TASK MATERIAL -
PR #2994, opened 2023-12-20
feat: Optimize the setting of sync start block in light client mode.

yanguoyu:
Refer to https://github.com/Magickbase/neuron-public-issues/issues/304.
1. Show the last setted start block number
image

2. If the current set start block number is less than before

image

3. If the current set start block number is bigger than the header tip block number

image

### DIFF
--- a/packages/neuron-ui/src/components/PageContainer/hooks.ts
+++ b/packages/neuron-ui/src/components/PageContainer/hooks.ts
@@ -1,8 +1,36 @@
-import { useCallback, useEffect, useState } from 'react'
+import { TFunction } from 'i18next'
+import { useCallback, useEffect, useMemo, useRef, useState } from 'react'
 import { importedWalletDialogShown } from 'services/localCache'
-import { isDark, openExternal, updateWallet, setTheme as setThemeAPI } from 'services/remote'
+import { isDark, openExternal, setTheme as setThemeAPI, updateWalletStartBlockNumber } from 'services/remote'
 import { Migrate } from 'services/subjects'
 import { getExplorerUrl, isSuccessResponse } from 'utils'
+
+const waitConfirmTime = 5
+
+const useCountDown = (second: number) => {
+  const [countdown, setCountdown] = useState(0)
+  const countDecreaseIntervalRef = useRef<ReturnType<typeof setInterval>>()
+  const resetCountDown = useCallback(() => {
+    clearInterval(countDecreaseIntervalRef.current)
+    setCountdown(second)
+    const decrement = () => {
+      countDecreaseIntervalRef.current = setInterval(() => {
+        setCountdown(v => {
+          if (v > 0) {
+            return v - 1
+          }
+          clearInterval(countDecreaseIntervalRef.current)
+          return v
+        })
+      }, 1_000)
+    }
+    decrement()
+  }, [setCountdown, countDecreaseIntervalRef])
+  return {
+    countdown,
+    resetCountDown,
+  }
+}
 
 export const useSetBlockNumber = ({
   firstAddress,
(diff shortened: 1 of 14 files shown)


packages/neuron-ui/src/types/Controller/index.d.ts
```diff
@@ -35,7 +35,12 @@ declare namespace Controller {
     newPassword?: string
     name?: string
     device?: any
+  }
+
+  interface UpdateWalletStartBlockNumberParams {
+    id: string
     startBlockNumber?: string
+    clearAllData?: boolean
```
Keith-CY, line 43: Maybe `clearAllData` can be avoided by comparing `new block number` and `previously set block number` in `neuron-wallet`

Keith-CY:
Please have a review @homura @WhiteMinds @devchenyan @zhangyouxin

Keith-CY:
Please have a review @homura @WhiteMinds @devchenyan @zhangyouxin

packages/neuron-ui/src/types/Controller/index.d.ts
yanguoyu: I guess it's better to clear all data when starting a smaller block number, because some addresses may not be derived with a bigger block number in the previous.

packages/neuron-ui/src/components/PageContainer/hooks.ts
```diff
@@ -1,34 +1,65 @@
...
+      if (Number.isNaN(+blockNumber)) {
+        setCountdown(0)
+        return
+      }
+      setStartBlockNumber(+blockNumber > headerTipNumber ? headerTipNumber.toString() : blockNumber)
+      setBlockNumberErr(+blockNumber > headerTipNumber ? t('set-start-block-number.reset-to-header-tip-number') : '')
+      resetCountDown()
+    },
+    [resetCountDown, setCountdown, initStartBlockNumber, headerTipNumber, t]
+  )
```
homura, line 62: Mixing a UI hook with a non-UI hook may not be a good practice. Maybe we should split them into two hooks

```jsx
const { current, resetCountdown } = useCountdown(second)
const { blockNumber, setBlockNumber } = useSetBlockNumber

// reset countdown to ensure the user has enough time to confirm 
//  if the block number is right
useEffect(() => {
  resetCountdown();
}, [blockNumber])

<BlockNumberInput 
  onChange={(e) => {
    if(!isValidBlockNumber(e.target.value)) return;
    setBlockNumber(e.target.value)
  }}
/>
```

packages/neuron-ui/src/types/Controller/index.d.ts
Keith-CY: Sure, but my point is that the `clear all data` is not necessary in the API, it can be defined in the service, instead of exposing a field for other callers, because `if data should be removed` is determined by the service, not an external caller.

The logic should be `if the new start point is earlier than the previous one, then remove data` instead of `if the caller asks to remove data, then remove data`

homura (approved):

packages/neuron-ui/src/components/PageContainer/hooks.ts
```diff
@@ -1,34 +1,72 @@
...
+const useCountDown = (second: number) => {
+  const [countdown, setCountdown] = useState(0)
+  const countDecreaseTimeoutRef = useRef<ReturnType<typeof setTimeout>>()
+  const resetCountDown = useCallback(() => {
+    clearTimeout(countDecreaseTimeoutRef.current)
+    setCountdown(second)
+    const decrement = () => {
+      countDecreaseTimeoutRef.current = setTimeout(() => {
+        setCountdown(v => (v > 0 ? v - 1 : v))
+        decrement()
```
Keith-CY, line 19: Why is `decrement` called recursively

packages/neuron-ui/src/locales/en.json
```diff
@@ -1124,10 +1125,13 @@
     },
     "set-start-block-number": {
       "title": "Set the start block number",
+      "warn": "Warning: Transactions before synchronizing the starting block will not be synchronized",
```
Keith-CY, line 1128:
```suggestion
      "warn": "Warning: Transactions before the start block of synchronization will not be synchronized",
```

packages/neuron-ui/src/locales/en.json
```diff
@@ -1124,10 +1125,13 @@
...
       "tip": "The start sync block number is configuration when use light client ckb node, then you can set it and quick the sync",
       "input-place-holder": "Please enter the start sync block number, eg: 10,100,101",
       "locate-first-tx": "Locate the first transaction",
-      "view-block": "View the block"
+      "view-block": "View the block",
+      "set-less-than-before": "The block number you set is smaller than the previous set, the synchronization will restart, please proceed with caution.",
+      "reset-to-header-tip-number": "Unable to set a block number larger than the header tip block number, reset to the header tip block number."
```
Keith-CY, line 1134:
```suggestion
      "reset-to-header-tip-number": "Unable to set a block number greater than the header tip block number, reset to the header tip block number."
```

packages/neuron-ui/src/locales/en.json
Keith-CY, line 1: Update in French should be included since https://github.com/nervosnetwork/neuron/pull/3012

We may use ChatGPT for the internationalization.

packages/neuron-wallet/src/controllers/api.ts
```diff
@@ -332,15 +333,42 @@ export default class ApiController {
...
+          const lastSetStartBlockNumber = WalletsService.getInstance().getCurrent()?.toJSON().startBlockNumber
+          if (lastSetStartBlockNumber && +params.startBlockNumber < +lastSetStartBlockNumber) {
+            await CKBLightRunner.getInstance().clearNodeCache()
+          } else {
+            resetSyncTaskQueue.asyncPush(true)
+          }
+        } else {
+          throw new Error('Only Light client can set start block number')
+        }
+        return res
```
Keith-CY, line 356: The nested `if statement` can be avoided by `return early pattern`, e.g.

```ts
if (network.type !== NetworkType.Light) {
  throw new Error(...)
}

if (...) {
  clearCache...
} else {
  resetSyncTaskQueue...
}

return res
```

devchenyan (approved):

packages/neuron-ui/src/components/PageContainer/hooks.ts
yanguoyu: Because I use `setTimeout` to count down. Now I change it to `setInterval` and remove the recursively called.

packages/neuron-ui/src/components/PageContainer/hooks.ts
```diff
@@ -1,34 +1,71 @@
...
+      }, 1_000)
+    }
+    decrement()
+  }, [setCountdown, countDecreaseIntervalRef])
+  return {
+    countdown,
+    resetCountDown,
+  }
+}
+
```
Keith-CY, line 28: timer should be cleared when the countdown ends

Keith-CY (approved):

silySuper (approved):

---

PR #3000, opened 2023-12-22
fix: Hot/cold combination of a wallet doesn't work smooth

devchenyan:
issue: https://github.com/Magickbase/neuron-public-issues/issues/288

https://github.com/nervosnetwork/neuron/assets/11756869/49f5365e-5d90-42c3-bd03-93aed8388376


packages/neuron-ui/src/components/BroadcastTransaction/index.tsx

...

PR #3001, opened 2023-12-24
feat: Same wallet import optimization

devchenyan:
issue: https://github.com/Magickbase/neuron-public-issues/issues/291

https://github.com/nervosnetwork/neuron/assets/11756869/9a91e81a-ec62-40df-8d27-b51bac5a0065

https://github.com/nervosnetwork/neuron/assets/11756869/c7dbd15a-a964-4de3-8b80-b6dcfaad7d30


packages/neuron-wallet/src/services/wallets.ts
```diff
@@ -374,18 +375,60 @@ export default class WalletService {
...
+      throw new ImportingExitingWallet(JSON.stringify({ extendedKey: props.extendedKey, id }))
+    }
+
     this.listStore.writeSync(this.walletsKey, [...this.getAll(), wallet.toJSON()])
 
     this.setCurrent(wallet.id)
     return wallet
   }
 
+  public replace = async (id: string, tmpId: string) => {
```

PROBLEM DETAILS - Go through the records and count the lines that include the string "nervosnetwork"; state that number alone.

COMPLETED EXERCISE - 4